Although some pages have yet to be migrated into WordPress/wiki, most of it is done even if it’s not all public. We prefer not to change things so close to the end of term (especially since some of them are really popular pages) and there’s a bug or two that need to be fixed with the WordPress pages. Soon though, I hope.

Two More Projects
So with Services launched, the plan for this term was basically the rest of the main site minus the home page (and Branches since that only really needs a migration). One is the Find Portal to replace the current navigation of Catalogues/Journals/E-Resources, and the other is About Portal to replace the current About Us section.

Ever Changing Timeline
It became fairly clear a few weeks ago that due to the need to prioritize other projects, my co-worker was not going to be available to do usability testing for the two new portals. After discussions with my supervisor, we decided that we’d have to push the timeline back for testing and we could really only go as far as preparing for it. Nevertheless, we’ll be pushing forward with About since that’s an area that is not used quite so much by our users and most of the decisions would come from other divisions. Find will go as far as a prototype site with preparation for usability testing.

Find Portal prototype screenshot
Find Portal prototype

Unfortunately, I struggled with the organization of the Find Portal, so another look will be needed before and after usability testing.

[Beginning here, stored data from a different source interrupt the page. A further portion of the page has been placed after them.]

PR #223, opened 2023-04-21
Logger override, add error catch for delete 

jsines:
Now overrides the [cli-lib logger ](https://github.com/HubSpot/hubspot-cli/blob/8aafada9270602e912d89fc6a513816f5f7232bb/packages/cli-lib/logger.js#L32) to instead surface the error messages within the VSCode window. Also adds a catch/finally to delete function to not break if an error occurs.


jasonnrosa (approved):
Really great addition! ❤️

PR #226, opened 2023-05-03
Fix lang bug 

jsines:
This has been a bug for a super long time! Because `cli-lib` doesn't have a build step / use webpack, it fetches lang data from `en.lyaml` directly from the filesystem at runtime. Because we use a build step / webpack for the VSCode extension, we pack `cli-lib` and at runtime it fetches lang data with a relpath from an unexpected location! This was OK but not desirable before when this just showed up in logs, but now we have the `cli-lib` logger overridden and these errors surface in the VSCE UI. 

To fix this I've copied the contents of `en.lyaml` to the extension, and written a webpack loader (ones I could find online were either far outdated or used a different yaml loader which didn't work) to get language data built into the extension and then set it manually in `cli-lib`. This requires a minor `cli-lib` change: https://github.com/HubSpot/hubspot-cli/pull/836

To keep this copy up to date I've also added husky and a precommit step to compare it with the `en.lyaml` for the resolved version of `cli-lib` on the public repo. If it's different it'll automatically download it and add it to the commit. This should run totally automatically and require no manual upkeep! 🎉


scripts/sanityCheckEnLyaml.js
```diff
@@ -0,0 +1,20 @@
...
+
+console.log('Running precommit check for lang files...');
+(async () => {
+  const res = await fetch(
+    `https://raw.githubusercontent.com/HubSpot/hubspot-cli/v${cliLibVersion}/packages/cli-lib/lang/en.lyaml`
+  );
+  const txt = await res.text();
+  const localLyaml = fs.readFileSync('./src/lang/en.lyaml', 'utf8');
+  if (txt !== localLyaml) {
+    console.error('Local lyaml needs to be updated, replacing...');
```
bran-van-d, line 15: Can we update this message to include the reason why we need to update? i.e "Local lyaml out of sync with remote, updating...", "Local lyaml needs to be updated  because it is out of sync, replacing...".

bran-van-d (approved):
nice fix! Curious: what was the content of the error that the user was seeing the editor?

jsines:
>nice fix! Curious: what was the content of the error that the user was seeing the editor?
In the dev console this shows up as 

```[ERROR] Error loading language data:  Error: ENOENT: no such file or directory, open '/Users/jsines/src/hubspot-cms-vscode/lang/en.lyaml'```

as `cli-lib` tries to resolve `../lang/en.lyaml` from the `dist` folder after compilation.

At runtime when `i18n` tries to run without language data loaded this error occurs in the user's window:
  
Screenshot 2023-05-05 at 10 42 16 AM

Issue #70, opened 2020-09-11
Add icon for HUBL files


anthmatic:
Currently, when you switch to a HUBL variant of a language, the file icon changes:
![image](https://user-images.githubusercontent.com/9009552/92950059-1832af00-f42a-11ea-8c2f-07f3dfa4cab3.png)

It should either be the same as the underlying file type or we should add some sort of HS themed one

gcorne:
FWIW, I think the file type icons for the main language (e.g. html or css) are probably fine to start.

anthmatic:
It looks like support for these icons lives here: https://github.com/jesseweed/seti-ui and icons are keyed off of the file extension, so it's not immediately clear to me why the icon changes when only the language changes. 

For extensions, there is no contribution point where you could define what icon a new language should have, but there is an open feature request for this here: https://github.com/Microsoft/vscode/issues/14662

j-malt:
VSCode uses the language setting (in this case, HubL+HTML) to determine the file icon, among other language features. This is provided in the `package.json`, in [contributes.languages](https://code.visualstudio.com/api/references/contribution-points#contributes.languages). Unfortunately there is no way to set the desired icon as "Whatever the user's HTML file icon is", since VSCode considers a HubL+HTML file a completely different language type from an HTML file. The two options we have would be to

1. Repackage the default VSCode Seti-UI icons in HS-CMS-VSCE, or
2. Provide our own language icons

In option 1, we run into inconsistent sizing between default HTML files and our HubL+HTML files, since there is no way to control icon sizing when defining language-icons. As well, if the user is using a different icon theme (like vscode-icons), there would be inconsistencies between default HTML and HubL+HTML files. 

As such, I'd like to work on getting our own icons made for the HubL+HTML and HubL+CSS files. This route much better UX, imo. 

For icon sizing, Seti-UI provides a [Sketch](https://www.sketch.com/workspace/9d4eb79c-f9cb-47d2-ad97-b62ea1eaa8ad/shares) file with a [template](https://github.com/jesseweed/seti-ui/blob/master/svgs.sketch), but the guideline seems to be a 32x32 SVG with an 18x18 icon. Though I experimented a bit myself and it seems that a 24x24 right-aligned HubSpot logo inside of the 32x32 canvas leads to the best looking results in VSCode.

PR #232, opened 2023-07-21
Add HubL icons

j-malt:
Adds some HubL icons in response to #70. Design is not final, but have attached some screenshots of how they look within VSCode. 

Dark mode VSCode:
image

Light mode VSCode:
image

cc/ @jsines  @TanyaScales


bmatto:
Did we decide against a `</>` or `<>` indicator for the HTML file?

j-malt:
> Did we decide against a `</>` or `<>` indicator for the HTML file?

Honestly, I couldn’t figure out how to make it read properly as such a small icon if I included the HTML logo. Seemed to clash too much with the HS logo.

TanyaScales:
Unfortunately, the color for the html icon is orange (in the native VSCode icon set) -- so finding another color for that icon would have to happen.. I also think we should have the icon to the bottom right of the logo and sitting above the hubspot logo... 

Screenshot 2023-07-24 at 9 40 51 AM
Screenshot 2023-07-24 at 9 41 12 AM

or -- conversely -- what if we left the main file icon as the prominent icon and the hubspot logo as the add on...

Screenshot 2023-07-24 at 9 44 29 AM
Screenshot 2023-07-24 at 9 44 35 AM

jsines:
>or -- conversely -- what if we left the main file icon as the prominent icon and the hubspot logo as the add on...

I like this approach a lot! 

Could also be good to get some designer opinions on these, maybe they could mock something up for us

bmatto:
I prefer the language icon being large with the small sprocket badge as well.

TanyaScales:
> Option 1 looks nice. Here is another shot at it w/ slightly modified colours.
> 
> Light: image
> 
> Dark: image

Lets go with this ^ for the time being -- we can revisit the icons if we are able to get some design resources

TanyaScales (approved):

Here’s hoping that the new timeline goes through.

Ever Continuing Projects
So, beyond launching the actual portal pages, a lot of work has continued with migrating everything to WordPress and encourage staff to help update existing pages or provide us with new content. As I mentioned, much of Help is still simply linking to old pages (some were so out of date, we had to take them down), but Services is moving along and I hope to get it all done by the end of next month. Nevertheless, as all websites, it’ll be continual project that will be taken up by the rest of the team (and perhaps a new co-op student in the summer).

Launch of Help

So with the launch of help today, it will mean a redesigned section of the website. The key things we were going for:

  • clean & easy to read
  • consistent look & feel
  • standardizing some of the content
  • organization that makes sense to users
  • providing a design that gives a primary, secondary, and tertiary focus

This was the original main page, which was just a bunch of links which were not very well organized after the years of simply adding things compared to the new main page.

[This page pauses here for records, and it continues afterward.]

PR #241, opened 2023-07-25
Removing wdio testing suite

TanyaScales:
## Context

Based on a conversation with @jsines -- This testing is non-functional as it stands right now. The third party package we were using `wdio` was causing issues and roadblocked the team. I'm removing the testing files and associated code in the extension as the intention is to revisit adding testing back in (and starting fresh). Will create an issue to track that work


jsines (commented):
Should also be good to remove deps: everything under `@wdio/`, `chromedriver`, `wdio-chromedriver-service`, `wdio-vscode-service`. And the `test:e2e` script can go too!

jsines (approved):

PR #160, opened 2022-12-09
Support code snippets from the BE

anthmatic:
I had originally planned to fix the extra empty file that was generate in #148 but I realized that a while back we added a `codeSnippet` property to the [hubldoc endpoint](https://api.hubspot.com/cos-rendering/v1/hubldoc). Unfortunately, as you can see here https://github.com/HubSpot/hubspot-cms-vscode/compare/ap/support-codeSnippets?expand=1#diff-1942d5c2aca105453d76b423494f061cfe94a22144fcfe87eb80aedc6b7fb67fR1 a lot of the snippets are incorrect. 

The main issue is that snippets like
```
{% gallery ${1:slides} ${2:loop_slides} ${3:num_seconds} ${4:show_pagination} ${5:sizing} ${6:auto_advance} ${7:transition} ${8:caption_position} ${9:display_mode} ${10:lightboxRows} %}"
```
are missing the argument syntax, so ` ${1:slides}` should look more like `slides="${1:slides}"`

I'll work on getting those updated before merging this in.

PR #243, opened 2023-07-27
Support codeSnippets from BE

TanyaScales:
## Description

This is just a redo of #160 in order to get rid of conflicts and issues with my machine. I double checked the JinjavaDocFactory work that Anthony did in January to make sure the snippets were corrected, and they were. We should be safe to integrate this new functionality into the autogeneration of HubL tags.


j-malt (approved):
Lgtm 👍

PR #257, opened 2020-01-02
Make Lexical_Env.Get return a vector

raph-amiard:


langkit/support/langkit_support-vectors.adb
```diff
@@ -106,6 +106,22 @@ package body Langkit_Support.Vectors is
...
+   -- Concat --
+   ------------
+
+   procedure Concat (Self : in out Vector; Elements : Vector) is
+   begin
+      if Small_Vector_Capacity /= 0 then
+         Self.Concat (Elements.To_Array);
+      else
+         for I in Elements.First_Index .. Elements.Last_Index loop
+            Self.Reserve (Self.Length + Elements.Length);
```
Roldak: why is this in the loop?

raph-amiard: Because mistake. Good catch!

PR #259, opened 2020-01-02
Fix CE when calling prop via introspection 

raph-amiard:


raph-amiard:
@pmderodat thanks, done in the libadalang PR https://github.com/AdaCore/libadalang/pull/412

We took out the “Ask Us” from the main navigation bar and put it in a site wide side button, which many new sites are doing with feedback buttons. We also took out a mouse over menu from the main navigation bar that was a user guide type of page depending on the patron’s role (“Services for You”).

We moved those onto the Help page as well and linked to new versions with more or less the same content, but with some of it standardized and with a common look and tab navigation.

I like it and thinks it looks way better than before. Plus I think it’ll help our users find stuff!

EDIT: We received a lot of positive feedback! Yay!